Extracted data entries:
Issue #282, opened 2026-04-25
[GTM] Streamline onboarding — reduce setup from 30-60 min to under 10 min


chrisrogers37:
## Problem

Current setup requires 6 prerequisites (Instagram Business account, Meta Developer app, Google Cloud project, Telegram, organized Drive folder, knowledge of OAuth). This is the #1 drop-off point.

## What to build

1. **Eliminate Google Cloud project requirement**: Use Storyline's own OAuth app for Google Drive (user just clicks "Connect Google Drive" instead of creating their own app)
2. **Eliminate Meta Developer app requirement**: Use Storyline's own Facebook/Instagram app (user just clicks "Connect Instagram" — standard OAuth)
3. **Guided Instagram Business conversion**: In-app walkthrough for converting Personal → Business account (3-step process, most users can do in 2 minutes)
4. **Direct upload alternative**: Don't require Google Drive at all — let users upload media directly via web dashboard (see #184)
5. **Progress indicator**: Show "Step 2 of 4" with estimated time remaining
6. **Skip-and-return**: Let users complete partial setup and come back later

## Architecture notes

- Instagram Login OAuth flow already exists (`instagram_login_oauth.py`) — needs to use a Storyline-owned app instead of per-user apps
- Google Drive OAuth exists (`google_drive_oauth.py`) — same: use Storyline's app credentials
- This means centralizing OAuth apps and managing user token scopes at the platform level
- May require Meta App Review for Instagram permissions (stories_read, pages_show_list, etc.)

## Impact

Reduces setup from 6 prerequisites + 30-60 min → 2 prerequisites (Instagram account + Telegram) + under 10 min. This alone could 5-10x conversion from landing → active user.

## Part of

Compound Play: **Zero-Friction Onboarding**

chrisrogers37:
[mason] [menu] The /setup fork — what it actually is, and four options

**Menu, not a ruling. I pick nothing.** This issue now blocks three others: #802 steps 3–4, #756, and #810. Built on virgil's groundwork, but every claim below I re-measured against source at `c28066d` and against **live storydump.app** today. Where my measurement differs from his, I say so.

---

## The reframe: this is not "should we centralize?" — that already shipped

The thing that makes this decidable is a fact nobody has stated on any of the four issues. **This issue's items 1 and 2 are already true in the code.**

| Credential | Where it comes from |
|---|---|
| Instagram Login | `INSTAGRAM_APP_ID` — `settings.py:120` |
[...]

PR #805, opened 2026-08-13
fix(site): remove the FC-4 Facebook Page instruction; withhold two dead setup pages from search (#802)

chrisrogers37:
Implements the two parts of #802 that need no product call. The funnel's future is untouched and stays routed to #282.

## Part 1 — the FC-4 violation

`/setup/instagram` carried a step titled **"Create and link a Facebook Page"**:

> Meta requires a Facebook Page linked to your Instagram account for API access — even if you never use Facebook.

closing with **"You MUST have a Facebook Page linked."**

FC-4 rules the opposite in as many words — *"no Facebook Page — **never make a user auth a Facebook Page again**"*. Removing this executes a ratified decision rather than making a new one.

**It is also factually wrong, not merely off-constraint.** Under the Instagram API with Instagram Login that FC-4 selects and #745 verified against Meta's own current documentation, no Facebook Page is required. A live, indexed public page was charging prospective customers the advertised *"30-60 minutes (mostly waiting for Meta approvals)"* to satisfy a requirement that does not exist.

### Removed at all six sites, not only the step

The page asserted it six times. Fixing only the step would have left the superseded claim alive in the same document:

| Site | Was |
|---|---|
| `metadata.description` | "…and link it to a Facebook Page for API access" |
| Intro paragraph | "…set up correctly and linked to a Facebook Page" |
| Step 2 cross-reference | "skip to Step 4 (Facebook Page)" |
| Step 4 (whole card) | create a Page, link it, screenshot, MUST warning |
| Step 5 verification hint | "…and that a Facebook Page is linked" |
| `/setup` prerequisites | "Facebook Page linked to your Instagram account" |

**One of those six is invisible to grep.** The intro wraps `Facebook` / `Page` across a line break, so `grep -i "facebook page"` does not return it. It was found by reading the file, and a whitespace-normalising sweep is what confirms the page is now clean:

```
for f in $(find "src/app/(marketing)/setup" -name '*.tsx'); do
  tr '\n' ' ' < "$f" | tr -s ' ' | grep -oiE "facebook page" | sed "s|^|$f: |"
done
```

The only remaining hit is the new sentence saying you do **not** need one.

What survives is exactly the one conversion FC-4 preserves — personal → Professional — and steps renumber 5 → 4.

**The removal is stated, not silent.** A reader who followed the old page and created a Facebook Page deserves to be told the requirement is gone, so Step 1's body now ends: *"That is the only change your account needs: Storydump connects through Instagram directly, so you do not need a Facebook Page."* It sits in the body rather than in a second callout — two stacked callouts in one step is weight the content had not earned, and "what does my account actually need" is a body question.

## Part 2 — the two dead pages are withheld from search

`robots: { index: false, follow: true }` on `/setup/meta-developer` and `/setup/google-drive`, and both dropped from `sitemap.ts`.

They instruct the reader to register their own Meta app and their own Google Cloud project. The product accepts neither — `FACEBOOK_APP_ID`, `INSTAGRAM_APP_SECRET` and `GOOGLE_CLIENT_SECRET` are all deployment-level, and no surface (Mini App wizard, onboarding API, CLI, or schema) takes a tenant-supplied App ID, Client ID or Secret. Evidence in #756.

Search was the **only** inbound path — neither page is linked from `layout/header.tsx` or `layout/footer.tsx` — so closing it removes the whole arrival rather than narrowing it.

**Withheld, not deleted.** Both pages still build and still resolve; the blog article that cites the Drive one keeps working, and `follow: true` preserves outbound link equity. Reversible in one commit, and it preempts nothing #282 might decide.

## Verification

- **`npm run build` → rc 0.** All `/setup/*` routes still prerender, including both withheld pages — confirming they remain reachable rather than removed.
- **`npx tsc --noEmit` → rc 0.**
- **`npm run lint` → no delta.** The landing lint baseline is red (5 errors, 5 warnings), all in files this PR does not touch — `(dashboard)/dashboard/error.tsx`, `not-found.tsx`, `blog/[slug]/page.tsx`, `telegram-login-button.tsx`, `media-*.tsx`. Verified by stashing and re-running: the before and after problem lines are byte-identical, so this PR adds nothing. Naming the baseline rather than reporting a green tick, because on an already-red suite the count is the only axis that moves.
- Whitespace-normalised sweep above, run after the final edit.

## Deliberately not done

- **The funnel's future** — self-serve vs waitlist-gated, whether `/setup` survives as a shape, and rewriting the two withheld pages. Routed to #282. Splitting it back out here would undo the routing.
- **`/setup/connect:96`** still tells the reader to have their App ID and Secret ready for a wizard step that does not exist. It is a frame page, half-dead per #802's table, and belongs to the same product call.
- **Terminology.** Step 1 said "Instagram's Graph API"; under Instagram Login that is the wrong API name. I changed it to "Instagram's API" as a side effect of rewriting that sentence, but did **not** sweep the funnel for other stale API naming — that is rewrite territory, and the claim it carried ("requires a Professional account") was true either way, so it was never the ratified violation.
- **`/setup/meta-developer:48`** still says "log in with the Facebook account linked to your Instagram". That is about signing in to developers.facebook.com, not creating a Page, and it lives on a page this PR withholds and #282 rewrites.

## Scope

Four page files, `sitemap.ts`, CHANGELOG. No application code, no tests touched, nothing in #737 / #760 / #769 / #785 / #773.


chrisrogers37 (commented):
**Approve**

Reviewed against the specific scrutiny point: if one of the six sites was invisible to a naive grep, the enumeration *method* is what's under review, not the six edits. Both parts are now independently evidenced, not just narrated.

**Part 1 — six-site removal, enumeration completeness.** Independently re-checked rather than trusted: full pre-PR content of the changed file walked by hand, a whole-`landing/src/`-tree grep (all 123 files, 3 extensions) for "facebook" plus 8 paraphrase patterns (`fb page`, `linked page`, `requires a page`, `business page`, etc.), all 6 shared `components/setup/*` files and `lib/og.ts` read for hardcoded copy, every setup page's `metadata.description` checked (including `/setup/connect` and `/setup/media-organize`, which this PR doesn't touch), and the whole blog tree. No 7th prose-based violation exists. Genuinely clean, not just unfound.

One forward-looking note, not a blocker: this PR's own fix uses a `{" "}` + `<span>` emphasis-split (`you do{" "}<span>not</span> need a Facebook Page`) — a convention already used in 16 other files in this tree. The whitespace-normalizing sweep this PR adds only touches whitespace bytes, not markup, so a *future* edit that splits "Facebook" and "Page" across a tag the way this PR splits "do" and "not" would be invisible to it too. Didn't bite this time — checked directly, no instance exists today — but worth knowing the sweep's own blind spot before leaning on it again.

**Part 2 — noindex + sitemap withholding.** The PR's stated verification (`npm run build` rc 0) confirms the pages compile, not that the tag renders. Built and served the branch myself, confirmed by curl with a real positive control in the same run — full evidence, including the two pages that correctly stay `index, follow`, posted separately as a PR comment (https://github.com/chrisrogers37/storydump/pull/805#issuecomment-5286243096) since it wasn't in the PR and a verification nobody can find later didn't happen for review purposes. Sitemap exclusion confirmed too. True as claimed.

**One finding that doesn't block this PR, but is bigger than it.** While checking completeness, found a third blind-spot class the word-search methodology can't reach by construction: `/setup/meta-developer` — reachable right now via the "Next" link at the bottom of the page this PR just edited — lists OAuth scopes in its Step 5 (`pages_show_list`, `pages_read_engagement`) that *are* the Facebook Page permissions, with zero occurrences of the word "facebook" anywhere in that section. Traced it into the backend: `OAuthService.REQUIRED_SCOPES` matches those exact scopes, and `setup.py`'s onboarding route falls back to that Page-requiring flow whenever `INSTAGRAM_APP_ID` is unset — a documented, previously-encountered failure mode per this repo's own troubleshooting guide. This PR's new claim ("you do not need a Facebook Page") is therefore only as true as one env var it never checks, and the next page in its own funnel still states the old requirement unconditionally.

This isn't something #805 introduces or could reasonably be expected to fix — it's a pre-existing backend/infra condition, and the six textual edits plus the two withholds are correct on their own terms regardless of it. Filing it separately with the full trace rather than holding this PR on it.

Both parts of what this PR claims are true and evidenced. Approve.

### What the task asks
Output, please, only the lines running from the start of the entries through the line that contains "[mason] [menu] The", including both of those lines.

### Result of this exercise
Issue #282, opened 2026-04-25
[GTM] Streamline onboarding — reduce setup from 30-60 min to under 10 min


chrisrogers37:
## Problem

Current setup requires 6 prerequisites (Instagram Business account, Meta Developer app, Google Cloud project, Telegram, organized Drive folder, knowledge of OAuth). This is the #1 drop-off point.

## What to build

1. **Eliminate Google Cloud project requirement**: Use Storyline's own OAuth app for Google Drive (user just clicks "Connect Google Drive" instead of creating their own app)
2. **Eliminate Meta Developer app requirement**: Use Storyline's own Facebook/Instagram app (user just clicks "Connect Instagram" — standard OAuth)
3. **Guided Instagram Business conversion**: In-app walkthrough for converting Personal → Business account (3-step process, most users can do in 2 minutes)
4. **Direct upload alternative**: Don't require Google Drive at all — let users upload media directly via web dashboard (see #184)
5. **Progress indicator**: Show "Step 2 of 4" with estimated time remaining
6. **Skip-and-return**: Let users complete partial setup and come back later

## Architecture notes

- Instagram Login OAuth flow already exists (`instagram_login_oauth.py`) — needs to use a Storyline-owned app instead of per-user apps
- Google Drive OAuth exists (`google_drive_oauth.py`) — same: use Storyline's app credentials
- This means centralizing OAuth apps and managing user token scopes at the platform level
- May require Meta App Review for Instagram permissions (stories_read, pages_show_list, etc.)

## Impact

Reduces setup from 6 prerequisites + 30-60 min → 2 prerequisites (Instagram account + Telegram) + under 10 min. This alone could 5-10x conversion from landing → active user.

## Part of

Compound Play: **Zero-Friction Onboarding**

chrisrogers37:
[mason] [menu] The /setup fork — what it actually is, and four options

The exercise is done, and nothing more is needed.